PR #2259, opened 2020-09-22
Update Flow.sample KDoc example timings, add tests

### LINKED ISSUE #2243: Flow.sample() - incorrect documentation example or bug
The example provided in the docs for `Flow.sample(...)` does not seem to behave as the documentation states:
=====
EXERCISE OBJECTIVE: Answer with a single number: how many lines in the data above have the string "example" in them?

TASK RESULT: 3